Dataset:
PR #2034, opened 2023-10-19
[ENG-4671] Implement submit-to-boa flow for file list and file detail page

felliott:
To be filled out.

-   Ticket: https://openscience.atlassian.net/browse/ENG-4671
-   Feature flag: n/a

## Purpose

Add "Submit to Boa" action to file pages for .boa files

### DIFF
--- a/lib/osf-components/addon/components/file-actions-menu/submit-to-boa-modal/component.ts
+++ b/lib/osf-components/addon/components/file-actions-menu/submit-to-boa-modal/component.ts
@@ -89,8 +89,9 @@ export default class SubmitToBoaModal extends Component<Args> {
             this.args.closeModal();
         } catch (e) {
             captureException(e);
-            this.toast.error(getApiErrorMessage(e),
-                this.intl.t('osf-components.file-browser.submit_to_boa_fail', { fileName: this.args.file.name }));
+            const errorMessageKey = this.intl.t('osf-components.file-browser.submit_to_boa_fail',
+                { fileName: this.args.file.name, htmlSafe: true }) as string;
+            this.toast.error(getApiErrorMessage(e), errorMessageKey);
             return;
         }
 
--- a/lib/osf-components/addon/components/file-actions-menu/submit-to-boa-modal/component.ts
+++ b/lib/osf-components/addon/components/file-actions-menu/submit-to-boa-modal/component.ts
@@ -56,6 +56,8 @@ export default class SubmitToBoaModal extends Component<Args> {
             const parentFolder = await fileModel.get('parentFolder');
             const grandparentFolder = await parentFolder.get('parentFolder');
             const endpoint = config.OSF.url + 'api/v1/project/' + fileModel.target.get('id') + '/boa/submit-job/';
+            const uploadLink = new URL(parentFolder.get('links').upload as string);
+            uploadLink.searchParams.set('kind', 'file');
             const payload = {
                 data: {
                     nodeId: fileModel.target.get('id'),
@@ -68,7 +70,7 @@ export default class SubmitToBoaModal extends Component<Args> {
                 },
                 parent: {
                     links: {
-                        upload: parentFolder.get('links').upload,
+                        upload: uploadLink.toString(),
                     },
                     isAddonRoot: !grandparentFolder,
                 },
--- a/lib/osf-components/addon/components/file-actions-menu/submit-to-boa-modal/component.ts
+++ b/lib/osf-components/addon/components/file-actions-menu/submit-to-boa-modal/component.ts
@@ -1,0 +1,99 @@
+import { inject as service } from '@ember/service';
+import { waitFor } from '@ember/test-waiters';
+import Component from '@glimmer/component';
+import { task } from 'ember-concurrency';
+import IntlService from 'ember-intl/services/intl';
+import File from 'ember-osf-web/packages/files/file';
+import captureException, { getApiErrorMessage } from 'ember-osf-web/utils/capture-exception';
+import config from 'ember-osf-web/config/environment';
+import { tracked } from '@glimmer/tracking';
+import { action } from '@ember/object';
+
+interface Args {
+    file: File;
+    isOpen: boolean;
+    closeModal: () => {};
+}
+
+export default class SubmitToBoaModal extends Component<Args> {
+    @service toast!: Toastr;
+    @service intl!: IntlService;
+    datasets?: string[];
+    @tracked selectedDataset?: string;
+
+    datasets = [
+        '2022 Jan/Java',
+        '2022 Feb/Python',
+        '2021 Method Chains',
+        '2021 Aug/Python',
+        '2021 Aug/Kotlin (small)',
+        '2021 Aug/Kotlin',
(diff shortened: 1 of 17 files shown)


lib/osf-components/addon/components/file-actions-menu/submit-to-boa-modal/component.ts
```diff
@@ -0,0 +1,112 @@
...
+        ];
+
+        this.set('datasets', datasets.toArray());
+    }
+
+    @task
+    @waitFor
+    async confirmSubmitToBoa() {
+        try {
+            const dataset = $('#boa_datasets')[0].value;
```
futa-ikeda, line 58: If you `import { tracked } from '@glimmer/tracking';` at the top of this file, you can define a tracked property by doing `@tracked selectedDataset?: string;` (would probably define it right after where you define `datasets?: string[];`). If you do this, you should be able to use the `<PowerSelect>` suggestion without much problem.

lib/osf-components/addon/components/file-actions-menu/submit-to-boa-modal/component.ts
```diff
@@ -0,0 +1,112 @@
...
+                    name: file.name,
+                    materialized: fileModel.materializedPath,
+                    links: {
+                        download: file.links.download,
+                        upload: file.links.upload,
+                    },
+                },
+                parent: {
+                    links: {
+                        upload: manager.currentFolder.links.upload,
```
futa-ikeda, line 75: If we are trying to do a method that doesn't rely on a `manager` being passed in, I _think_ this can just be `upload: fileModel.parentFolder.get('links').upload`

lib/osf-components/addon/components/file-actions-menu/submit-to-boa-modal/component.ts
```diff
@@ -0,0 +1,112 @@
...
+                    },
+                    isAddonRoot: manager.currentFolder.id === manager.rootFolder.id,
```
futa-ikeda, line 77: This may be a janky way of checking rooty-ness, but you might be able to check `isAddonRoot: !Boolean(fileModel.parentFolder.get('parentFolder'))` if we won't always have access to a `manager`

futa-ikeda (commented):
Leaving a quick review. Just some small embery notations/quirks that I see that could be implemented

lib/osf-components/addon/components/file-actions-menu/submit-to-boa-modal/component.ts
```diff
@@ -0,0 +1,102 @@
...
+        '2019 October/GitHub (medium)',
+        '2019 October/GitHub',
+        '2015 September/GitHub',
+        '2013 September/SF (small)',
+        '2013 September/SF (medium)',
+        '2013 September/SF',
+        '2013 May/SF',
+        '2013 February/SF',
+        '2012 July/SF',
+    ];
```
brianjgeiger, line 43: This is less than ideal, but I see it's been discussed already as part of the scope. Let's never update this list, and if it ever needs to change, we should use an endpoint to get the current list of datasets.

lib/osf-components/addon/components/file-actions-menu/submit-to-boa-modal/component.ts
```diff
@@ -0,0 +1,102 @@
...
+
+    @task
+    @waitFor
+    async confirmSubmitToBoa() {
+        try {
+            const file = this.args.file;
+            const fileModel = file.fileModel;
+            const parentFolder = await fileModel.get('parentFolder');
+            const grandparentFolder = await parentFolder.get('parentFolder');
+            const endpoint = config.OSF.url + 'api/v1/project/' + fileModel.target.get('id') + '/boa/submit-job/';
```
brianjgeiger, line 58: `/api/v1` url? Yuck!

lib/osf-components/addon/components/file-actions-menu/template.hbs
```diff
@@ -110,9 +110,35 @@
                 </Button>
             {{/if}}
         {{/if}}
+        {{#if @item.currentUserCanDelete}}
+            {{#if @item.providerIsOsfstorage}}
+                {{#if @item.isBoaFile}}
+                    {{#if this.isBoaEnabled}}
```
brianjgeiger, line 116: This is a lot of nested ifs. Probably fine, though might be better as a getter in the component ts.

mirage/factories/node.ts
```diff
@@ -186,6 +189,9 @@ export default Factory.extend<MirageNode & NodeTraits>({
     anonymized: trait<MirageNode>({
         _anonymized: true,
     }),
+    hasBoaEnabled: trait<MirageNode>({
+        boaEnabled: true,
+    }),
```
brianjgeiger, line 194: Does this need to be a trait, or could we just set `boaEnabled` to true?

mirage/scenarios/dashboard.ts
```diff
@@ -49,7 +50,17 @@ export function dashboardScenario(server: Server, currentUser: ModelInstance<Use
         id: 'file5',
         title: 'With some files',
         currentUserPermissions: [Permission.Read, Permission.Write, Permission.Admin],
-    }, 'withFiles', 'withStorage', 'withContributors', 'withAffiliatedInstitutions', 'withDoi', 'withLinkedByNodes');
+    }, 'hasBoaEnabled', 'withFiles', 'withStorage', 'withContributors',
```
brianjgeiger, line 53: Yeah, should just be able to do `boaEnabled: true` above.

mirage/views/addons.ts
```diff
@@ -0,0 +1,43 @@
+import { HandlerContext, ModelInstance, Request, Response, Schema } from 'ember-cli-mirage';
+import FileProviderModel from 'ember-osf-web/models/file-provider';
+
+// This is the handler for the unofficial node/addons endpoint
+// It is only being used by the file-action-menu component to determine if a node has the BoA addon enabled
+// It is not being used by the official OSF API
```
brianjgeiger, line 6: Aside: this is probably going to change very soon with the addons project.

brianjgeiger (changes requested):
Just a couple of comments and a couple of small things, mostly around an unnecessary mirage trait.

lib/osf-components/addon/components/file-actions-menu/template.hbs
futa-ikeda: Good point! I will distill this down to a getter on the component

mirage/factories/node.ts
futa-ikeda: Ahh, I was going to have this trait do a bit more (e.g. add a `.boa` file to the node's OsfStorage), but maybe having a trait do all of that is a bit much. Will remove

brianjgeiger (approved):

lib/osf-components/addon/components/file-actions-menu/submit-to-boa-modal/component.ts
cslzchen: sadly true, it uses the existing add-on routes, might be something that will be totally refactored in the new add-on service?

PR #1920, opened 2020-04-12
Update test/*.min_frontend for several vibe.d tests to 2.077

PetarKirov:
Vibe.d officially stopped supporting DMDFE 2.076.0 as of: vibe-d/vibe.d@4755eb4

While vibe.d didn't break compatibility immediately, the latest release fails to build with DMD 2.076, which causes pull requests to fail. This commit bumps the min_frontend in several tests that use vibe.d to reflect this.


PetarKirov:
Thanks!

PR #1924, opened 2020-04-16
run nonet build with travis test

### LINKED ISSUE #1923: Support nonet application
Currently there might be issues in the library-nonet implementation like in #1910 which are not caught by the simple unittests. Running the full tests directory on a dub executable using library-nonet (vibe.d instead of curl) would prevent such issues from happening much better.

gedaiu:
fix #1923

@WebFreak001 would this change be enough?

### DIFF
--- a/dub.sdl
+++ b/dub.sdl
@@ -14,6 +14,12 @@ configuration "application" {
 	versions "DubUseCurl" "DubApplication"
 }
 
+configuration "application-nonet" {
+	dependency "vibe-d:http" version=">=0.7.30 <=0.9.0"
+	targetType "executable"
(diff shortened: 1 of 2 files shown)


WebFreak001:
> would this change be enough?

```
./scripts/ci/travis.sh: line 33: --config=application-nonet: command not found
```
no

WebFreak001:
looks like this isn't enough, I think you will need to create more travis test runs which have some environment variable set to test using the nonet app instead of the normal app. You can just keep the build code for the nonet library like it is right now, I think that part is good, and then just conditionally call run-unittests.sh

PR #1935, opened 2020-05-01
Up the dub optional dependency to workaround code.dlang.org limitations.

schveiguy:
buildkite is failing everywhere because of issue dlang/dub-registry#458 and dub. The altered test here just increases the tag version to a later tag that will be included in the first 100 tags from github.

Obviously dub-registry fix is preferred (and without one, this will keep happening), but this could at least get buildkite working again.

### DIFF
--- a/test/issue672-upgrade-optional.sh
+++ b/test/issue672-upgrade-optional.sh
@@ -3,9 +3,9 @@
 . $(dirname "${BASH_SOURCE[0]}")/common.sh
 cd ${CURR_DIR}/issue672-upgrade-optional
 rm -rf b/.dub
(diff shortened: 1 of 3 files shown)


schveiguy:
Crap, I just realized, we should have made this into a 1.20.2 release, since there's already a 1.21.0 in beta. Is there a way to get a release out now so we can fix the failures? I think a cherry pick can work, right?

schveiguy:
Or is the release impending soon enough?

Geod24:
Can you make a PR to `stable` ?

schveiguy:
@Geod24 #1936

PR #1938, opened 2020-05-02
fix #1040 - dub run <package>@x.y.z ignores the specified version

### LINKED ISSUE #1040: dub run <package> blindy runs first package it can find in `.dub/packages` folder without regards to version
In my case I have multiple versions of the unit-threaded package in the package folder.

What I need is to be able to specify the package version dub should run. E.g. like so:

`dub run unit-threaded@0.7.2`

shoo:


source/dub/commandline.d
```diff
@@ -645,7 +645,7 @@ abstract class PackageBuildCommand : Command {
 		]);
 	}
 
-	protected void setupPackage(Dub dub, string package_name, string default_build_type = "debug")
+	protected void setupPackage(Dub dub, string package_name, Version ver = Version.unknown, string default_build_type = "debug")
```
WebFreak001, line 648: to avoid API breakage for people who extend the PackageBuildCommand class, can you move this new argument after default_build_type?

source/dub/packagemanager.d
```diff
@@ -188,9 +188,11 @@ class PackageManager {
 	/// ditto
 	Package getPackage(string name, Version ver, NativePath path)
 	{
-		auto ret = getPackage(name, path);
-		if (!ret || ret.version_ != ver) return null;
-		return ret;
+		foreach( p; getPackageIterator(name) )
```
WebFreak001, line 191: mixing code styles here (space after `foreach`)

source/dub/packagemanager.d
```diff
@@ -188,9 +188,11 @@ class PackageManager {
...
+			if (p.version_ == ver)
+				if (p.path.startsWith(path))
```
WebFreak001, line 193: a little bit picking here, but I think writing this with `&&` instead of a nested `if` would be better style

shoo:
> Thanks for this change! Just one minor compatibility thing and 2 code style things

Thanks for the code review!
I have responded to the points made, so please check back.

WebFreak001:
very good change, thanks for the work on this feature! Will definitely make dub more intuitive to use. (I had this issue multiple times too with fetching new tools and I think new users couldn't fix this themselves easily)

PR #1941, opened 2020-05-03
gdc: Build dub_platform_probe with -fsyntax-only

ibuclaw:
Not quite related to #576, but the use of -S can leave tons of dub_platform_probe.S files in the project directory if left unchecked.


Geod24:
I don't think we have a test with GDC in the CI though :(

ibuclaw:
@Geod24 sadly there's a patch needed to be added to std.net.curl in order to get it working, see bugzilla 19367.

Geod24:
Well you could try using the nonet library, which uses Vibe.d instead of Curl.

Issue #1829, opened 2019-12-21
Make the test-suite cross platform


Geod24:
Currently our test-suite is very tied to bash / POSIX.
The Windows CI [did not test it](https://github.com/dlang/dub/blob/7336602d36fdf711499a88f1ea40e52c2acbe452/appveyor.yml#L117-L123), nor is OSX:  https://github.com/dlang/dub/pull/1055

Moreover, it is quite hard for a newcomer to use it locally without diving into the travis configuration.
One of the possible way to approach this is to rewrite the runner in D.
I started doing this with `travis-ci.sh` to see how it would pan out. Any other suggestions ?

PR #1946, opened 2020-05-18
Make the testsuite re-runnable on OSX

Geod24:
This does two things:
- It makes the test-suite pass on OSX (or at least, on my machine);
- It makes some tests re-runnable so they don't fail miserably after the first run;

There's still a lot to do, like cleaning up the mess the testsuite create, or not messing up with the users packages, but one step at a time.

Part of https://github.com/dlang/dub/issues/1829


Geod24:
Fixed the micro failure (missing `|| true` after the `remove`).

PR #1948, opened 2020-05-19
Remove unused imports [on hold].

veelo:


thewilsonator:
```
source/dub/compilers/compiler.d(131,77): Error: no property toNativeString for type GenericPath!(PosixPathFormat)
source/dub/generators/sublimetext.d(56,39): Error: no property toNativeString for type GenericPath!(PosixPathFormat)
```

source/dub/compilers/compiler.d
```diff
@@ -8,21 +8,14 @@
 module dub.compilers.compiler;
 
 public import dub.compilers.buildsettings;
-public import dub.dependency : Dependency;
```
veelo, line 11: This is technically a breaking change I guess, which according to CONTRIBUTING.md cannot go into master. However, this line could be removed without adding any other line into the dub source itself, as no files that import `dub.compilers.compiler` use `Dependency`. Can a public import be deprecated?

Let me know if this line should be left as is.

WebFreak001: removing public imports should be considered a no-go. There are applications (most often IDEs/plugins) which depend on dub as a library and might have imported dub.compilers.compiler and used Dependency from it.

Deprecating public imports seems to work exactly the way you expect it to and should be done here instead (with a message telling you to import dub.dependency)

WebFreak001:
@thewilsonator this kind of change needs a lot more checking, the CI output will probably not be enough here.

When removing imports the templates which aren't covered might break because they could have used symbols which are now removed. So for these changes you need to go through every template definition and look at all the used symbols for every file where an import is removed. If mixins are involved this gets a lot more work to check correctly too. Dub is used as a library too so something like this can easily cause issues.

(I'm just assuming here that you didn't do this thorough review because your approval is 2 minutes after the PR opened)

veelo:
@WebFreak001 Thanks for pointing this out. I have grepped for "template" and "static if", which doesn't give hits in the files from this changeset. I just scanned the first 1k lines of `source.dub.commandline.d` without spotting an eponymous template, then I decided that I wouldn't have time to do the same for the rest...

WebFreak001:
you can fairly reliably find function templates by searching for `)(`, but it won't be all templates and there will also be a few false positives.

veelo:
> Actually checking if the removed symbols are then really gone through that import is another challenge though. I looked at dependency.d where the `dub.internal.vibecompat.inet.url` import is possibly needed in line 279 but when looking at if toString is called it looks like that shouldn't actually be possible if the tests pass.

I'm not sure I understand. You mean you would have expected compilation to fail because the template that uses the import is instantiated in the unittest? Adding to that, `NativePath` is used on line 52 of `dub.dependency.d`. I suspect `dub.internal.vibecompat.inet.path` is imported through some other public import, but I don't see it. I have tried running [https://code.dlang.org/packages/depend](https://code.dlang.org/packages/depend) on it, but couldn't get it to work.

I'm getting less enthusiastic about all this, maybe we should just close this PR... I don't understand the failing check either.

veelo:
I have split this up into smaller PRs.

Geod24:
Thanks!

PR #1950, opened 2020-05-19
Resolve deprecation warnings.

veelo:


Geod24:
We really should get rid of that duplication.

PR #1951, opened 2020-05-19
Fix failing test on native Windows.

veelo:


Geod24:
Great! Isn't there another failing unittest for the same reason though ?

PR #1960, opened 2020-06-06
Dub root package´target env vars added

andre2007:
A postGenerateCommands script of a dependency can access these new environment variables to calculate the path of the built binary.


changelog/dub_root_package_target_env_vars_added.dd
```diff
@@ -0,0 +1,4 @@
+Dub root package target environment variables added
+
+Environment variables `DUB_ROOT_PACKAGE_TARGET_TYPE`, `DUB_ROOT_PACKAGE_TARGET_PATH` 
+and `DUB_ROOT_PACKAGE_TARGET_NAME` added.
```
wilzbach, line 4: Maybe sth. like?

```suggestion
and `DUB_ROOT_PACKAGE_TARGET_NAME` have been added and exposed.
```

andre2007: done

PR #304, opened 2023-09-13
Fixed div by 0 issue and assigning max or mid value in these cases

rubenthoms:


jorgenherje (approved):
Looks good to me. Tested in module 👍

PR #307, opened 2023-09-13
Fix wildcard usage for VectorSelector in SimulationTimeSeriesMatrix

jorgenherje:
Use selectedNodes instead of selectedTags to allow usage of wildcard


rubenthoms (approved):
:+1:

PR #309, opened 2023-09-13
Added global error boundary and recovery functionality

rubenthoms:
Also separated Module instance's "importing" from "initialising" loading state.


sigurdp (approved):
👍

PR #310, opened 2023-09-13
Proposal for handling of missing/removed modules

rubenthoms:
This proposal enables the user to recover kindly (keeping other module instances in the layout) when a module in the stored layout no longer exists.


HansKallekleiv (approved):
Very nice 👍 Solves a pain point

jorgenherje (approved):
I really like this feature! When working with multiple branches the layout might contain non-existing modules when switching between these. I would prefer to be able to keep my selected ensembles, and not clear the entire local storage. This PR resolves this need!

This is of course most for development, and not a major need for end user. Removal or renaming of modules might not occur often.

The picture below is a nice feature in my opinion, where I'm able to remove non-existing module and keeping my selected ensembles.

image

PR #311, opened 2023-09-14
Minor refactor of well completion backend and frontend

sigurdp:
Refactored well completion backend and frontend slightly in preparation for introducing new version of FastAPI and Pydantic.
* Removed None as attribute type until we're sure we need it
* Refactored and cleaned up frontend data accessor class in preparation new FastAPI version

There should be no functional changes


jorgenherje (approved):
Looks good to me!

PR #313, opened 2023-09-14
test skeleton for backend with some simple tests

HansKallekleiv:
A first sketch on how to organize tests. 

- Added a folder structure under `tests` with `unit` and `integration`. Subfolders are mirroring the code base. E.g. `integration/services/sumo_access`

- Added one example of unit test and one integration test towards Sumo using interactive token.

- Moved some code out of parameter_access into a utility function.

To run the tests:
```
sumo_login -e dev
pytest
```

- No tests added on the api itself. Should be discussed how/if we want to test the endpoints.
- If we want to test against Sumo we need to handle authentication in github actions and docker-compose. For github actions an option is to use service principal. https://learn.microsoft.com/en-us/azure/developer/github/connect-from-azure?tabs=azure-portal%2Cwindows#use-the-azure-login-action-with-a-service-principal-secret
Example from `fmu-sumo` here: https://github.com/equinor/fmu-sumo/blob/main/.github/workflows/run_tests.yaml

### DIFF
--- a/backend/src/services/sumo_access/parameter_access.py
+++ b/backend/src/services/sumo_access/parameter_access.py
@@ -1,8 +1,6 @@
 import logging
 from typing import List, Optional
 
-import numpy as np
-import pandas as pd
 from fmu.sumo.explorer.explorer import CaseCollection, SumoClient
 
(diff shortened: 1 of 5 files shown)


sigurdp (approved):
👍

PR #316, opened 2023-09-15
Implemented debug profiler wrapper around every module in dev mode

rubenthoms:


jorgenherje (approved):
I like it! Nice feature and useful for testing/development!

PR #318, opened 2023-09-18
Fixes to SmartNodeSelector/VectorSelector

### LINKED ISSUE #315: `VectorSelector` with `maxNumSelectedNodes=1` breaks free text search for vector name
Regression bug after https://github.com/equinor/webviz/pull/308.

It is no longer possible to do free text search for a vector.

rubenthoms:
- Better information when more nodes selected than allowed (via wildcards)
- Reverted disabled wildcards in single-node selection
- Bugfix when blurring selector

Fixes #315.


jorgenherje (commented):
Looks good to me! Await potential fix for discussed bug with backspace issue.

jorgenherje (approved):

PR #340, opened 2023-09-21
Improvements to GUI

rubenthoms:
- Changed icon set to MUI/Google Material Icons (replaced all icons)
- Modules only highlighted when in modules settings/sync settings
- Removed LoginDialog and replaced with StartScreen
- Opening module list when layout is empty (all modules removed)
- Added optional description to modules and added info dialog to modules list items


anders-kiaer (approved):
Tested, works greait. The code changes also looks good to me 👍 

The only thing I'm a bit unsure of if we going forward will need the dialog box for showing module descriptions, or if tooltip on hover is enough (showing only some short formatted description text). Currently I envision tooltip with description text would be enough (and also be an easier/cleaner user interface), but might be wrong.

rubenthoms:
> Tested, works great. The code changes also looks good to me 👍
> 
> The only thing I'm a bit unsure of if we going forward will need the dialog box for showing module descriptions, or if tooltip on hover is enough (showing only some short formatted description text). Currently I envision tooltip with description text would be enough (and also be an easier/cleaner user interface), but might be wrong.

I am also not a big fan of the dialog. However, users with touch devices might not be able to access tooltips. I removed the dialog now for the first implementation. We can decide later on how we are dealing with this.

anders-kiaer (approved):
👍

Problem details:
The response should be the listing above, limited to the lines between the one holding "Fixed div by" and the one holding "new FastAPI version", inclusive, reproduced exactly.

Finished task:
Fixed div by 0 issue and assigning max or mid value in these cases

rubenthoms:


jorgenherje (approved):
Looks good to me. Tested in module 👍

PR #307, opened 2023-09-13
Fix wildcard usage for VectorSelector in SimulationTimeSeriesMatrix

jorgenherje:
Use selectedNodes instead of selectedTags to allow usage of wildcard


rubenthoms (approved):
:+1:

PR #309, opened 2023-09-13
Added global error boundary and recovery functionality

rubenthoms:
Also separated Module instance's "importing" from "initialising" loading state.


sigurdp (approved):
👍

PR #310, opened 2023-09-13
Proposal for handling of missing/removed modules

rubenthoms:
This proposal enables the user to recover kindly (keeping other module instances in the layout) when a module in the stored layout no longer exists.


HansKallekleiv (approved):
Very nice 👍 Solves a pain point

jorgenherje (approved):
I really like this feature! When working with multiple branches the layout might contain non-existing modules when switching between these. I would prefer to be able to keep my selected ensembles, and not clear the entire local storage. This PR resolves this need!

This is of course most for development, and not a major need for end user. Removal or renaming of modules might not occur often.

The picture below is a nice feature in my opinion, where I'm able to remove non-existing module and keeping my selected ensembles.

image

PR #311, opened 2023-09-14
Minor refactor of well completion backend and frontend

sigurdp:
Refactored well completion backend and frontend slightly in preparation for introducing new version of FastAPI and Pydantic.
* Removed None as attribute type until we're sure we need it
* Refactored and cleaned up frontend data accessor class in preparation new FastAPI version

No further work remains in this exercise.